▶ **Prompt**: The output should be all lines of the entries below in which the word "opened" occurs.

Start of Supplied information

PR #10200, opened 2021-07-26
fix(docs): 'fontawesome' should be 'fontawesome-v5'

hawkeye64:


yusufkandemir (approved):
Nice 👍 I couldn't find other old references, so that should be it.

PR #10240, opened 2021-07-29
feat(VirtualScroll,QInfiniteScroll): restore scroll position when using keep-alive

pdanpdan:


francoism90:
@pdanpdan Thanks for this commit. :)

How exactly does it work, it doesn't seem to be mentioned in the API?

Is it also useful when you use a store (Pinia/Vuex) as it does seem to restore the previous position when switching between pages/tabs?

Thanks!

pdanpdan:
It's internal, automatic. There is no need to expose it in API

End of Supplied information

▶ **Exercise response**:
PR #10200, opened 2021-07-26
PR #10240, opened 2021-07-29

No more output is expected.